Module shelve is great but it only save objects when they are explicitly assigned to a shelf. This may be error prone as for instance in:

>>> db = shelve.open("shelf.db")
>>> db["foo"] = []
>>> db["foo"].append("hello")
>>> db["foo"]
[]

Calling append on the object does not lead to modify the stored object because it has not been assigned to the shelf. Instead, of a simple call to append we should have three instructions, which is not really convenient:

>>> l = db["foo"]
>>> l.append("hello")
>>> db["foo"] = l

I show below a simple wrapper around shelve to deal with this comfortably.

Using this module, the usage becomes:

>>> store = Store("shelf.db")
>>> store["foo"] = []
>>> with store.load("foo") as foo :
...     foo.append("hello")
...     foo.append("world!")
>>> print(" ".join(store["foo"]))
hello world!

Method load also accepts a default argument to work like get:

>>> with store.load("bar", []) as bar :
...     bar.extend(["bye-bye", "world!"])
>>> print(" ".join(store["bar"]))
bye-bye world!

Let’s create module store.

We first import shelve and create a unique object to correctly detect when no default argument is given to store.load (using None is not possible because we may want to use None as a default argument).

import shelve

Empty = object()

Then we define the context manager that takes care of writing back the object to the shelf:

Note that we have chosen that, when an exception occurs, the object is not stored, which implements the idea that the object may be in an inconsistent state. A with context is thus seen as a kind of transaction: modified objects are saved back only if nothing goes wrong.
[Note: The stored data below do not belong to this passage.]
PR #3113, opened 2024-11-15
Fix declarations in stdlib includes

nurmukhametov:
This fixes some declarations across `core.isph` and `builtins.isph` removing unused/unneeded and adjusting int/uint in a few places.


stdlib/include/builtins.isph
```diff
@@ -73,52 +73,24 @@ EXT READNONE varying float16 __tan_varying_half(varying float16);
 
 // TODO: do they need to be implemented in LLVM IR?
 // AOS/SOA conversion primitives
-EXT inline void __aos_to_soa2_double64(varying double, varying double, NOALIAS varying double *uniform,
```
aneshlya, line 76: I see these functions in util.m4 but looks like they aren't used anywhere. Is it right? Can they be removed from util.m4 as well?

stdlib/include/builtins.isph
```diff
@@ -187,14 +187,14 @@ EXT varying int16 __pdivs_vi16(varying int16, varying int16);
...
 EXT varying int8 __pdivs_vi8(varying int8, varying int8);
-EXT uniform int16 __pdivus_ui16(uniform int16, uniform int16);
-EXT uniform int32 __pdivus_ui32(uniform int32, uniform int32);
-EXT uniform int64 __pdivus_ui64(uniform int64, uniform int64);
-EXT uniform int8 __pdivus_ui8(uniform int8, uniform int8);
-EXT varying int16 __pdivus_vi16(varying int16, varying int16);
-EXT varying int32 __pdivus_vi32(varying int32, varying int32);
-EXT varying int64 __pdivus_vi64(varying int64, varying int64);
-EXT varying int8 __pdivus_vi8(varying int8, varying int8);
+EXT uniform uint16 __pdivus_ui16(uniform uint16, uniform uint16);
```
aneshlya, line 190: Hmm, looks like pdivus builtins are not used anywhere as well.

dbabokin: Looks like a need a warning for unused declarations ;-)

stdlib/include/builtins.isph
nurmukhametov: I think that they might be used for targets with width 64. They are removed here because they are purely internal m4 implementations that are not exposed to stdlib.ispc.

stdlib/include/builtins.isph
aneshlya: If __pdivus_* is really not used in stdlib.ispc, it can be removed from here.

nurmukhametov: I have removed them.

stdlib/include/builtins.isph
```diff
@@ -151,100 +119,46 @@ EXT inline uniform int32 __atomic_compare_exchange_uniform_int32_global(uniform
...
-EXT varying int64 __atomic_swap_varying_int64_global(varying int64, varying int64, UIntMaskType);
-EXT inline uniform int32 __atomic_umax_uniform_uint32_global(uniform int8 *uniform, uniform int32);
-EXT inline uniform int64 __atomic_umax_uniform_uint64_global(uniform int8 *uniform, uniform int64);
-EXT varying int32 __atomic_umax_varying_uint32_global(varying int64, varying int32, UIntMaskType);
-EXT varying int64 __atomic_umax_varying_uint64_global(varying int64, varying int64, UIntMaskType);
-EXT inline uniform int32 __atomic_umin_uniform_uint32_global(uniform int8 *uniform, uniform int32);
-EXT inline uniform int64 __atomic_umin_uniform_uint64_global(uniform int8 *uniform, uniform int64);
-EXT varying int32 __atomic_umin_varying_uint32_global(varying int64, varying int32, UIntMaskType);
-EXT varying int64 __atomic_umin_varying_uint64_global(varying int64, varying int64, UIntMaskType);
+EXT inline uniform int32 __atomic_umax_uniform_uint32_global(uniform int8 *uniform, uniform uint32);
```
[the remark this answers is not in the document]
nurmukhametov: Fixed

aneshlya (approved):

PR #3114, opened 2024-11-18
ISPC intrinsics

nurmukhametov:
This adds ISPC intrinsics (llvm.ispc.*) that can be used in ISPC to provide direct mapping to some LLVM IR instructions. They are to be used to implement a common target (builtin functions) without m4 templates of LLVM IR.

I moved all code related to intrinsic processing into a new file `src/intrinsics.cpp`. Support of ISPC intrinsics is two-staged. On the first stage, parser invokes `AddLLVMIntrinsicDecl` that detects them by prefix `llvm.ispc` and create a corresponding function declaration in LLVM IR and ISPC symbol. On the second stage, they are lowered to the actual LLVM IR instructions in `LowerISPCIntrinsics.cpp` pass.


src/intrinsics.cpp
```diff
@@ -0,0 +1,558 @@
...
+    }
+    for (unsigned i = 1; i <= (unsigned)ISPCIntrinsics::stream_store; i++) {
+        if (name == ISPCIntrinsicsNames[i]) {
+            return (ISPCIntrinsics)i;
+        }
+    }
+    return ISPCIntrinsics::not_intrinsic;
+}
+
+static llvm::VectorType *lGetDoubleVectorType(llvm::Type *type) {
```
aneshlya, line 301: I think the better name would be `lGetDoubleWidthVectorType`

src/intrinsics.cpp
```diff
@@ -0,0 +1,558 @@
...
+    if (ref.starts_with("llvm.ispc.atomicrmw.")) {
+        return ISPCIntrinsics::atomicrmw;
+    }
+    if (ref.starts_with("llvm.ispc.cmpxchg.")) {
+        return ISPCIntrinsics::atomicrmw;
+    }
+    if (ref.starts_with("llvm.ispc.fence.")) {
+        return ISPCIntrinsics::fence;
+    }
+    for (unsigned i = 1; i <= (unsigned)ISPCIntrinsics::stream_store; i++) {
```
aneshlya, line 293: I don't see a check anywhere that number of `ISPCIntrinsics` should correspond to the number of `ISPCIntrinsicsNames`. I'd prefer the function which would do strict mapping between enum values and strings similar to `ISPCTargetToString`.

src/module.cpp
```diff
@@ -3220,6 +3141,12 @@ static void lSetPreprocessorOptions(const std::shared_ptr<clang::PreprocessorOpt
     opts->addMacroDef(ispc_major);
     opts->addMacroDef(ispc_minor);
 
+    char llvm_major[buf_size], llvm_minor[buf_size];
+    snprintf(llvm_major, buf_size, "LLVM_VERSION_MAJOR=%d", LLVM_VERSION_MAJOR);
+    snprintf(llvm_minor, buf_size, "LLVM_VERSION_MINOR=%d", LLVM_VERSION_MINOR);
+    opts->addMacroDef(llvm_major);
+    opts->addMacroDef(llvm_minor);
+
```
aneshlya, line 3149: It seems not to be related to the current commit and should be done separately. ispc.rst and ispc.vim should be updated accordingly.

src/intrinsics.cpp
```diff
@@ -0,0 +1,558 @@
...
+    auto p = llvm::cast<llvm::Function>(M->getOrInsertFunction(name, funcType).getCallee());
+    return p;
+}
+
+static std::vector<llvm::Type *> lDeductArgTypes(llvm::Intrinsic::ID ID, ExprList *args) {
+    std::vector<llvm::Type *> exprType;
+    // TODO: not all intrinsics are overloaded, so we need to handle them also?
+    if (llvm::Intrinsic::isOverloaded(ID)) {
+        Assert(args);
+        std::vector<int> nInits(args->exprs.size());
```
aneshlya, line 408: Here more comments about nInits are needed. Some example of deducing types would be useful.

aneshlya (commented):
I only started a review and will continue tomorrow. Here are some initial comments.

src/module.cpp
nurmukhametov: Ok, here is a separate PR https://github.com/ispc/ispc/pull/3120

src/intrinsics.cpp
nurmukhametov: I actually removed this change from this PR as it doesn't relate to ISPC intrinsics at all. I am going to move it to PR #3119

src/intrinsics.cpp
nurmukhametov: Done

src/intrinsics.cpp
```diff
@@ -162,6 +279,127 @@ Symbol *lCreateISPCSymbolForLLVMIntrinsic(llvm::Function *func, SymbolTable *sym
...
 }
 
+static ISPCIntrinsics lLookupISPCInstrinsic(const std::string &name) {
+    llvm::StringRef ref(name);
+    if (ref.starts_with("llvm.ispc.atomicrmw.")) {
+        return ISPCIntrinsics::atomicrmw;
+    }
+    if (ref.starts_with("llvm.ispc.cmpxchg.")) {
+        return ISPCIntrinsics::atomicrmw;
+    }
```
aneshlya, line 289: This should return `ISPCIntrinsics::cmpxchg`

src/intrinsics.cpp
```diff
@@ -162,6 +279,127 @@ Symbol *lCreateISPCSymbolForLLVMIntrinsic(llvm::Function *func, SymbolTable *sym
...
+        break;
+    }
+    case ISPCIntrinsics::stream_store: {
+        retType = llvm::Type::getVoidTy(*g->ctx);
+        name = ISPCIntrinsicsNames[(unsigned)ID];
+        name += "." + lGetMangledTypeStr(TYs[1], hasUnnamedType);
+        break;
+    }
+    default: {
+        Error(SourcePos(), "Unknown ISPC intrinsic \"%s\".", ISPCIntrinsicsNames[(unsigned)ID]);
```
aneshlya, line 394: This assumes ID is always valid but in case of unknown intrinsics it will be most likely invalid

src/intrinsics.cpp
```diff
@@ -162,6 +279,127 @@ Symbol *lCreateISPCSymbolForLLVMIntrinsic(llvm::Function *func, SymbolTable *sym
...
+    std::string name = {};
+    llvm::Type *retType = nullptr;
+    std::vector<llvm::Type *> TYs;
+    for (const Type *type : argTypes) {
+        TYs.push_back(type->LLVMType(g->ctx));
+    }
+    bool hasUnnamedType = false;
+    switch (ID) {
+    case ISPCIntrinsics::atomicrmw: {
+        retType = TYs[1];
```
aneshlya, line 322: Here and in similar cases below, please add validation for `TYs` size to avoid crashes

src/intrinsics.cpp
aneshlya: Please add assert for array and enum size consistency

tests/lit-tests/ispc-intrinsics.ispc
```diff
@@ -0,0 +1,78 @@
...
+    return @llvm.ispc.atomicrmw.xchg.seq_cst(ptr, val);
+}
+
+// CHECK-LABEL: @bitcast
+// CHECK-DAG:   %calltmp = tail call half @llvm.ispc.bitcast.i16.f16(i16 %x, half 0xH0000)
+ATTRS uniform float16 bitcast(uniform int16 x) {
+    return @llvm.ispc.bitcast(x, (uniform float16)0);
+}
+
+// TODO!
```
aneshlya, line 37: Missed TODO here?

tests/lit-tests/ispc-intrinsics.ispc
```diff
@@ -0,0 +1,78 @@
+// RUN: %{ispc} %s --nowrap --target=host --emit-llvm-text --enable-llvm-intrinsics -o - 2>&1 | FileCheck %s
```
aneshlya, line 1: Could you also add unknown intrinsic to the test?

src/opt/LowerISPCIntrinsics.cpp
```diff
@@ -0,0 +1,327 @@
...
+
+        auto N = lGetVecNumElements(V0);
+        llvm::Value *V = builder.CreateShuffleVector(V0, V1, lGetSequentialMask(builder, 2 * N));
+
+        return builder.CreateExtractElement(V, I);
+    }
+    return nullptr;
+}
+
+static llvm::Value *lLowerInserIntrinsic(llvm::CallInst *CI) {
```
aneshlya, line 60: lLowerInserIntrinsic->lLowerInsertIntrinsic

src/opt/LowerISPCIntrinsics.cpp
```diff
@@ -0,0 +1,327 @@
...
+    // get type with the same width as target width
+    llvm::Type *newVT = llvm::IntegerType::get(builder.getContext(), lGetVecNumElements(V));
+    llvm::Value *packed = builder.CreateBitCast(V, newVT);
+
+    // zero extend to i64
+    return builder.CreateZExt(packed, llvm::Type::getInt64Ty(builder.getContext()));
+}
+
+static bool lRunOnBasicBlock(llvm::BasicBlock &BB) {
+    // TODO: add lit tests
```
aneshlya, line 271: Looks like this TODO can be removed.

src/opt/LowerISPCIntrinsics.cpp
```diff
@@ -0,0 +1,327 @@
...
+    if (VT) {
+        // check if the vector element type is not i1
+        llvm::Type *ET = VT->getElementType();
+        if (!ET->isIntegerTy(1)) {
+            // truncate vector of i32/i16/i8 to vector of i1
+            llvm::Type *i1 = llvm::IntegerType::get(builder.getContext(), 1);
+            llvm::Type *newVT = llvm::VectorType::get(i1, lGetVecNumElements(C), false);
+            C = builder.CreateTrunc(C, newVT);
+        }
+    }
```
aneshlya, line 226: Not mandatory, but this can be extracted to separate function.

src/opt/LowerISPCIntrinsics.cpp
```diff
@@ -0,0 +1,327 @@
...
+
+static unsigned lGetVecNumElements(llvm::Value *V) {
+    auto *vecType = llvm::dyn_cast<llvm::VectorType>(V->getType());
+    Assert(vecType);
+    return vecType->getElementCount().getKnownMinValue();
+}
+
+static llvm::Value *lLowerConcatIntrinsic(llvm::CallInst *CI) {
+    llvm::IRBuilder<> builder(CI);
+    llvm::Value *V0 = CI->getArgOperand(0);
```
aneshlya, line 30: Here and in similar places below please check that intrinsic has required number of arguments. I know that we often don't check it in optimizations but it's a big new change that will be a foundation for ISPC targets, so it should work perfectly.

aneshlya (changes requested):

src/intrinsics.cpp
nurmukhametov: Done

src/intrinsics.cpp
nurmukhametov: Done

tests/lit-tests/ispc-intrinsics.ispc
nurmukhametov: Indeed, `concat` was needed in one more piece of code to be supported.

tests/lit-tests/ispc-intrinsics.ispc
nurmukhametov: I have added a separate test `ispc-intrinsics-unknown.ispc`.

src/opt/LowerISPCIntrinsics.cpp
nurmukhametov: Fixed

src/opt/LowerISPCIntrinsics.cpp
nurmukhametov: Done

src/opt/LowerISPCIntrinsics.cpp
nurmukhametov: Done

src/opt/LowerISPCIntrinsics.cpp
nurmukhametov: Done

src/intrinsics.cpp
nurmukhametov: I have removed `ISPCIntrinsicsNames` completely and streamlined logic here.

aneshlya (approved):
Looks good!

tests/lit-tests/ispc-intrinsics.ispc
```diff
@@ -0,0 +1,82 @@
...
```
dbabokin, line 1: Why do we want to test them for host width only, but not for all width that intrinsics supposed to cover? I think we want to ensure that all relevant target width are tested.

dbabokin (commented):
New `llvm.ispc.*` intrinsics are not documented anywhere. Do we want any documentation for them? User visible or not user visible? I guess we do want to document them in design documentation.

nurmukhametov:
> New `llvm.ispc.*` intrinsics are not documented anywhere. Do we want any documentation for them? User visible or not user visible? I guess we do want to document them in design documentation.

I documented them in `docs/design/ispc-intrinsics.md`:
https://github.com/ispc/ispc/blob/61318ab4a3fea80c96dc6e97d9a6f2ad2fde0aa0/docs/design/ispc-intrinsics.md

dbabokin (approved):

Issue #2966, opened 2024-08-23
Move nightly builds to github releases.


aneshlya:
Move nightly builds from appveyor to github releases to avoid limitations of appveyor traffic. 
```
{"message":"Artifacts download limit (1024 MB/day) exceeded."}
```

dbabokin:
To be more clear, we should do something like https://github.com/llvm/torch-mlir-release project, which has a "release" with nightly builds. But we should probably have just the latest, not the history with multiple artifacts.

dbabokin:
Once it's done, we should not forget to update the links in:

- [ ] README.md
- [ ] in the downloads section on the website
- [ ] fix the download location for Compiler Explorer.

PR #3118, opened 2024-11-20
Migrate appveyor jobs to Github Actions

class StoredObject (object) :
    def __init__ (self, shelf, key, default=Empty) :
        self.shelf = shelf
        self.key = key
        if default is Empty :
            self.obj = shelf[key]
        else :
            self.obj = shelf.get(key, default)
    def __enter__ (self) :
        return self.obj
    def __exit__ (self, exc_type, exc_val, exc_tb) :
        if exc_val is None :
            self.shelf[self.key] = self.obj

Finally, we write the wrapper around a shelf:

class Store (shelve.DbfilenameShelf) :
    def load (self, key, default=Empty) :
        return StoredObject(self, key, default)
    def __del__ (self) :
        self.db.close()

DbfilenameShelf is the class used by shelve.open, so we use the same one. We just add two methods: load that returns the context manager defined above, and __del__ to ensure that a shelf is always correctly closed (which, surprisingly, is not made in the default implementation).